Cloud APIs are convenient, but local LLMs offer privacy, control, and predictable costs. Here’s what you need to run them effectively.
The Basics
Running LLMs locally comes down to three things:
- GPU memory — Determines model size you can run
- GPU compute — Determines inference speed
- System RAM — For context windows and data processing
Budget Build ($1,500-2,500)
GPU: RTX 4070 Ti Super (16GB VRAM)
- Can run 7B-13B models comfortably
- 70B models with quantization
CPU: AMD Ryzen 7 7700X RAM: 64GB DDR5 Storage: 2TB NVMe SSD
What it runs:
- Llama 2/3 13B at full precision
- Mistral 7B with large context
- CodeLlama for development tasks
Mid-Range Build ($3,000-5,000)
GPU: RTX 4090 (24GB VRAM)
- Sweet spot for most local LLM work
- Can run 30B-70B models
CPU: AMD Ryzen 9 7950X RAM: 128GB DDR5 Storage: 4TB NVMe SSD
What it runs:
- Llama 2/3 70B with 4-bit quantization
- Multiple smaller models simultaneously
- Embedding models and vector DBs
High-End Workstation ($8,000+)
GPU: Dual RTX 4090s or RTX 6000 Ada (48GB) CPU: Threadripper or Xeon RAM: 256GB+ DDR5 Storage: 8TB+ NVMe RAID
What it runs:
- 70B+ models at full precision
- Fine-tuning workflows
- Multi-user inference serving
Cloud vs.
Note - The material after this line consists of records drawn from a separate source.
PR #3946, opened 2019-07-27
[FIX] OWProjectionWidgetBase: Update when domain is changed

### LINKED ISSUE #3944: Scatter Plot axes labels not updated automatically
##### Orange version

3.22.0

##### Expected behavior
Scatter Plot should update axes labels whenever it updates its data.

##### Actual behavior
The axes labels only change when being connected to a new widget. Changing the column names for the input table is not reflected in Scatter Plot.

janezd:
Fixes #3944.

@VesnaT, please confirm this is the right way to do it and that nothing else is needed - also considering possible other similar bugs.

### DIFF
--- a/Orange/widgets/visualize/owscatterplot.py
+++ b/Orange/widgets/visualize/owscatterplot.py
@@ -440,6 +440,9 @@ class OWScatterPlot(OWDataProjectionWidget):
             self.attr_x, self.attr_y = self.attribute_selection_list[:2]
             self.attribute_selection_list = None
         super().handleNewSignals()
+        if self._domain_invalidated:
+            self.graph.update_axes()
+            self._domain_invalidated = False
         self._vizrank_color_change()
 
     @Inputs.features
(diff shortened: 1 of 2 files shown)


VesnaT:
No, this is not the right way to solve the issue. Setting _invalidated to True, causes recomputation of the embedding (in this - Scatterplot's - case there is no calculation and the replotting is not as wasteful as in other widgets that inherit from OWDataProjectionWidget, but should still be avoided).

1. One of the solutions to the issue, could be to call `OWScatterPlotGraph.update_axes` in `OWScatterPlot.handleNewSignals` (not the best one because the axes are always updated):
```
super().handleNewSignals()
self.graph.update_axes()
self._vizrank_color_change()
```

2. Another one (probably the best one) is to introduce a new flag `self._domain_invalidated ` in `OWDataProjectionWidget` and call the `OWScatterPlotGraph.update_axes` only if it is set to True.
```
self._domain_invalidated = not (
                data_existed and self.data is not None and
                effective_data.domain.checksum()
                == self.effective_data.domain.checksum())
```

3. And if you want a general solution (even though I'd rather not plot data again if not changed):

 ```
def handleNewSignals(self):
        self._handle_subset_data()
        if self._invalidated:
            self._invalidated = False
            self.setup_plot()
        else:
            self.graph.update_coordinates()
            self.graph.update_point_props()
        self.commit()
```

janezd:
My reasoning was that renaming variables is so uncommon that we can afford to update the entire graph. Still, your solutions are better. I would prefer the first one; updating axes costs nothing and simplicity counts. But I implemented the second because other widgets may also need to know that domain has changed.

PR #3951, opened 2019-07-30
[FIX] Test and Score: Sort numerically, not alphabetically

### LINKED ISSUE #3947: Bug: Test and Score Evaluation results sort alphabetically
##### Orange version

3.22

##### Expected behavior
In the Test&Score module window, there are five columns by default: Model, MSE, RMSE, MAE & R2.  All but the first column contains numeric values.  It is possible to click on any of the column headers to sort the table by that column.  Expected behavior:  sorting by the numeric columns will use numeric sort behavior.

##### Actual behavior
Clicking on a numeric column header sorts with alphabetic/lexicographic behavior, so a possible "sorted" list might look like:
16992
178
355
4536

1. Associate multiple model modules with a Test and Score module
2. Once the Test and Score module results window
3. Click on a column header to sort by a numeric column.

In the attached screenshot, the table is sorted by column 3, RMSE, alphabetically ascending:
12630
1389
20510
2194779950371
37742
screenshot_200

For sorting to be useful, these values should be sorted:

1389
12630
20510
37742
2194779950371

janezd:
Fixes #3947 by using a QSortFilterProxy that sorts numerically, if column values can be converted to numbers, or case-insensitive, if they can't.

##### Includes
- [X] Code changes
- [ ] Tests

### DIFF
--- a/Orange/widgets/evaluate/owtestlearners.py
+++ b/Orange/widgets/evaluate/owtestlearners.py
@@ -533,7 +533,7 @@ class OWTestLearners(OWWidget):
                 for stat, scorer in zip(stats, self.scorers):
                     item = QStandardItem()
                     if stat.success:
-                        item.setText("{:.3f}".format(stat.value[0]))
+                        item.setData(float(stat.value[0]), Qt.DisplayRole)
                     else:
                         item.setToolTip(str(stat.exception))
                         if scorer.name in self.score_table.shown_scores:
--- a/Orange/widgets/evaluate/tests/test_owtestlearners.py
+++ b/Orange/widgets/evaluate/tests/test_owtestlearners.py
@@ -277,10 +277,10 @@ class TestOWTestLearners(WidgetTest):
         # Ensure that the click on header caused an ascending sort
         # Ascending sort means that wrong model should be listed first
         self.assertEqual(header.sortIndicatorOrder(), Qt.AscendingOrder)
-        self.assertEqual(view.model().item(0, 0).text(), "VersicolorLearner")
+        self.assertEqual(view.model().index(0, 0).data(), "VersicolorLearner")
 
         self.send_signal(self.widget.Inputs.test_data, versicolor, wait=5000)
-        self.assertEqual(view.model().item(0, 0).text(), "SetosaLearner")
+        self.assertEqual(view.model().index(0, 0).data(), "SetosaLearner")
 
         self.widget.hide()
 
@@ -365,10 +365,11 @@ class TestOWTestLearners(WidgetTest):
                 [1, 1, 1.23, 23.8, 5.], [1., 2., 3., 4., 3.], "yynnn"))
         )
 
-        self.assertTupleEqual(self._test_scores(
-            table_train, table_test, LogisticRegressionLearner(),
-            OWTestLearners.TestOnTest, None),
-                              (0.667, 0.8, 0.8, 0.867, 0.8))
+        np.testing.assert_almost_equal(
+            self._test_scores(table_train, table_test,
+                              LogisticRegressionLearner(),
+                              OWTestLearners.TestOnTest, None),
+            (2 / 3, 0.8, 0.8, 13 / 15, 0.8))
 
     def test_scores_cross_validation(self):
         """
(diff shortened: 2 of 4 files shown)


ales-erjavec:
Or maybe just undo b4196790548a57ff4de9e52c2a7f87a4b9c0ad4f and go on from there.

```diff
diff --git a/Orange/widgets/evaluate/owtestlearners.py b/Orange/widgets/evaluate/owtestlearners.py
index 139f2cb9c..9a2d77de9 100644
--- a/Orange/widgets/evaluate/owtestlearners.py
+++ b/Orange/widgets/evaluate/owtestlearners.py
@@ -533,7 +533,7 @@ class OWTestLearners(OWWidget):
                 for stat, scorer in zip(stats, self.scorers):
                     item = QStandardItem()
                     if stat.success:
-                        item.setText("{:.3f}".format(stat.value[0]))
+                        item.setData(float(stat.value[0]), Qt.DisplayRole)
                     else:
                         item.setToolTip(str(stat.exception))
                         if scorer.name in self.score_table.shown_scores:
diff --git a/Orange/widgets/evaluate/utils.py b/Orange/widgets/evaluate/utils.py
index ebe060327..6caa6811b 100644
--- a/Orange/widgets/evaluate/utils.py
+++ b/Orange/widgets/evaluate/utils.py
@@ -109,6 +109,12 @@ class ScoreTable(OWComponent, QObject):
             size = super().sizeHint(*args)
             return QSize(size.width(), size.height() + 6)
 
+        def displayText(self, value, locale):
+            if isinstance(value, float):
+                return "{:.3f}".format(value)
+            else:
+                return super().displayText(value, locale)
+
     def __init__(self, master):
         QObject.__init__(self)
         OWComponent.__init__(self, master)
```

janezd:
Thanks @ales-erjavec. I reverted the changes in https://github.com/biolab/orange3/commit/b4196790548a57ff4de9e52c2a7f87a4b9c0ad4f, as you proposed.

I still kept a (now simpler) proxy because I like putting the failed tests at the bottom.

thocevar:
Sorting has a problem with `np.nan` because it is a float.

A stable sort would be nice for sorting by multiple criteria (e.g. if the first criteria reaches the max value). Sorting by name and then by some constant column does not retain the alphabetical order. I don't know why this doesn't work out of the box.

This would also solve the problem with a changing order of failed tests. If you have several, they change positions when going from ascending to descending (but stay in place from descending to ascending).

janezd:
> Sorting has a problem with `np.nan` because it is a float.

There should be no nans in this table. If there are (but I haven't seen them yet), this is a different bug; they have to be replaced by errors by the widget.

> A stable sort would be nice for sorting by multiple criteria (e.g. if the first criteria reaches the max value).

Sorting is done by [`QSortFilterProxyModel`](https://doc.qt.io/qt-5/qsortfilterproxymodel.html). My class provides just the comparison, I can't control the algorithm.

> This would also solve the problem with a changing order of failed tests.

It would be nice to keep the order, but it's not such a problem. :)

thocevar:
> There should be no nans in this table. If there are (but I haven't seen them yet), this is a different bug; they have to be replaced by errors by the widget.

True, but as it is a part of the utils, it would be nice if it handled this additional case (besides "" and None) that might come up somewhere else. Actually, anything that is not a float could fall into the same bottom category.

> Sorting is done by [`QSortFilterProxyModel`](https://doc.qt.io/qt-5/qsortfilterproxymodel.html). My class provides just the comparison, I can't control the algorithm.

I've just checked that `QSortFilterProxyModel` behaves as a stable sort in the Predictions widget. Now I can't find the case, where it doesn't, so maybe it does. :)

janezd:
> > There should be no nans in this table.
> 
> True, but as it is a part of the utils, it would be nice if it handled this additional case (besides "" and None) that might come up somewhere else. Actually, anything that is not a float could fall into the same bottom category.

`ScoreModel` is supposed to contain scores, and these cannot (should not) be nan. But you're right: it's better to support them to avoid problems in the future and particularly to avoid bugs if somebody copies this code or moves it to some more general utils module. Done. The changed code is also cleaner.

PR #3954, opened 2019-07-31
MySQL database support

mviana:
First Commit
inluded support for mysql in sql data

##### Includes
- [X] Code changes
- [ ] Tests
- [ ] Documentation

### DIFF
--- a/Orange/data/sql/mysql.py
+++ b/Orange/data/sql/mysql.py
@@ -1,0 +1,288 @@
+import logging
+from contextlib import contextmanager
+
+from Orange.util import Registry
+import mysql.connector as mysql
+
+from Orange.data import StringVariable, TimeVariable, ContinuousVariable, DiscreteVariable
+from Orange.data.sql.backend import Backend
+from Orange.data.sql.backend.base import ToSql, BackendError, TableDesc
+
+log = logging.getLogger(__name__)
+
+class PymysqlBackend(Backend):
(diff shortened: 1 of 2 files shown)


ajdapretnar:
Thank you very much for this contribution!

Would you care adding a few tests to ensure everything is a-ok? You can get a hint of what tests should look like in Orange/tests/sql/base.py (DBTestConnection class and its subclasses) and in the other scripts in the sql folder.

Orange/data/sql/mysql.py
```diff
@@ -0,0 +1,288 @@
+import logging
+from contextlib import contextmanager
+
+from Orange.util import Registry
+import mysql.connector as mysql
```
ajdapretnar: You also have to add the requirement to https://github.com/biolab/orange3/blob/master/requirements-sql.txt

mviana: Done. Still pending tests!

ajdapretnar:
@mviana Thank you for submitting the pull request. We are unfortunately closing it, since the widget doesn't work (see @lanzagar's comments) and there are no appropriate tests in place. If you feel like still working on this, feel free to reopen the PR and submit the changes.

lanzagar:
To add to this: we know many people would like to connect to other databases (like mysql, but also others) and are more and more convinced that it would be worth it to add odbc support and cover all of them instead of adding support one by one. Looks like it could happen soon (fingers crossed) :)

PR #3957, opened 2019-08-01
[FIX] Fix storing and retrieving selection, and unconditional auto commit

### LINKED ISSUE #3762: Widgets do not remember a selection for a data set
##### Orange version

3.21-dev

##### Expected behavior

Widgets should remember what data were selected for the dataset.

##### Actual behavior

Widgets are not consistent. Some widgets do not remember what data were selected before.
Those widgets are:

- [x] Mosaic Display
- [x] Silhouette Plot 
- [x] Distance Map

See the comment below for:

- [ ] Confusion Matrix
- [ ] tSNE
- [ ] Hierarchical Clustering

The same issue also appears for widgets reported in the following issue https://github.com/biolab/orange3/issues/3763 in a combination with auto apply issue.

Connect the widget's input to the data source (e.g. File Widget) set dataset to `Iris`. Select part of data in widget. Change data to some other dataset and change data back to `Iris`. The selection for `Iris` should be still present but it is not.

### LINKED ISSUE #3763: Widgets don't Apply, Send or Run when their input signals changed and widgets do not remember selected subset
##### Orange version

3.21-dev

##### Expected behavior

According to #3455 and #3755, widgets should Apply, Send or Run when their input signals changed even if auto-apply/send/run is disabled.
Widgets should also remember what data were selected for the dataset.

##### Actual behavior

Widgets are not consistent. Some widgets do not Apply, Send or Run when the input signal change and at the same time widgets do not remember what data were selected before.
Those widgets are:

- [ ] Line Plot
- [ ] Heat Map
- [ ] Data Table
- [ ] Venn Diagram

... and the following projections widgets:

- [ ] Scatter Plot
- [ ] FreeViz
- [ ] Linear Projection
- [ ] RadViz
- [ ] MDS
- [ ] tSNE (apply works)

For selection: 
Connect the widget's input to the data source (e.g. File Widget) set dataset to `Iris`. Select part of data in widget. Change data to some other dataset and change data back to `Iris`. The selection for `Iris` should be still present but it is not. 

For apply: 
Uncheck apply automatically checkbox and change the input data. Observe if output data changes (widget do something with the input).

##### Additional info

Venn Diagram does not remove selection when different dataset at the input.

janezd:
Fixes #3762. Fixes #3763.

Following @markotoplak suggestion, instance selections are schema-only because data is not a part of the context.

### DIFF
--- a/Orange/widgets/visualize/owmosaic.py
+++ b/Orange/widgets/visualize/owmosaic.py
@@ -317,6 +317,7 @@ class OWMosaicDisplay(OWWidget):
         self.discrete_data = None
         self.subset_data = None
         self.subset_indices = None
+        self.__pending_selection = None
 
         self.color_data = None
 
@@ -442,6 +443,7 @@ class OWMosaicDisplay(OWWidget):
 
         self.init_combos(self.data)
         self.openContext(self.data)
+        self.__pending_selection = self.selection
 
     @Inputs.data_subset
     def set_subset_data(self, data):
@@ -475,6 +477,11 @@ class OWMosaicDisplay(OWWidget):
     def reset_graph(self):
         self.clear_selection()
         self.update_graph()
+        if self.__pending_selection is not None:
+            self.selection = self.__pending_selection
+            self.__pending_selection = None
+            self.update_selection_rects()
+            self.send_selection()
 
     def set_color_data(self):
         if self.data is None:
--- a/Orange/widgets/visualize/owmosaic.py
+++ b/Orange/widgets/visualize/owmosaic.py
@@ -290,7 +290,7 @@ class OWMosaicDisplay(OWWidget):
     variable3 = ContextSetting(None)
     variable4 = ContextSetting(None)
     variable_color = ContextSetting(None)
-    selection = ContextSetting(set())
+    selection = Setting(set(), schema_only=True)
 
     BAR_WIDTH = 5
     SPACING = 4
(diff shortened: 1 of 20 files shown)


janezd:
On Travis on Python 3.7 this consistently core dumps in Relief, which should be unrelated to these changes. Help!

Orange/widgets/visualize/owmosaic.py
```diff
@@ -442,6 +443,7 @@ def set_data(self, data):
 
         self.init_combos(self.data)
         self.openContext(self.data)
+        self.__pending_selection = self.selection
```
VesnaT: Should'n this be a 'schema only' setting

Orange/widgets/visualize/owsilhouetteplot.py
```diff
@@ -76,6 +76,8 @@ class Outputs:
     add_scores = settings.Setting(False)
     auto_commit = settings.Setting(True)
 
+    pending_selection = settings.ContextSetting(None, schema_only=True)
```
VesnaT: I think we have not handled 'schema only' context settings, so setting the flag to True has no effect.

Orange/widgets/visualize/owmosaic.py
```diff
@@ -462,8 +462,14 @@ def handleNewSignals(self):
...
                 self.subset_indices = [ex.id in indices for ex in self.data]
+        if self.data is not None and self.__pending_selection is not None:
+            self.selection = self.__pending_selection
+            self.__pending_selection = None
+        else:
+            self.selection = set()
         self.set_color_data()
-        self.reset_graph()
+        self.update_graph()
+        self.send_selection()
```
janezd: @VesnaT, copying from projection widget indeed helped (and you were right about not using `pack_settings`, I should have listened more carefully and be less self confident :)).

However, every widget has also its own tricks, so you can't *just copy*. In this case, it was important to call `send_selection` after `update_graph`.

PR #3960, opened 2019-08-02
Create FUNDING.yml

ajdapretnar:
Add donation support for Orange.


borondics:
@markotoplak we should follow how this gets propagated into other "flavored" Oranges, like Quasar. It would be unfair to count funding to those from the main Orange project.

ajdapretnar:
@borondics This is just a Sponsor button for Github. You can add one for Quasar if you like.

Local Economics
At current API prices, a $4,000 local rig breaks even around 20M tokens/month. If you’re doing serious volume, local becomes attractive quickly.
Software Stack
- llama.cpp — Fastest CPU/GPU inference
- Ollama — Easy local model management
- vLLM — High-throughput serving
- Text Generation WebUI — User-friendly interface
The Verdict
Start with cloud APIs. When you know your workload and volume, consider local for cost savings and control. The hardware pays for itself if you’re a heavy user.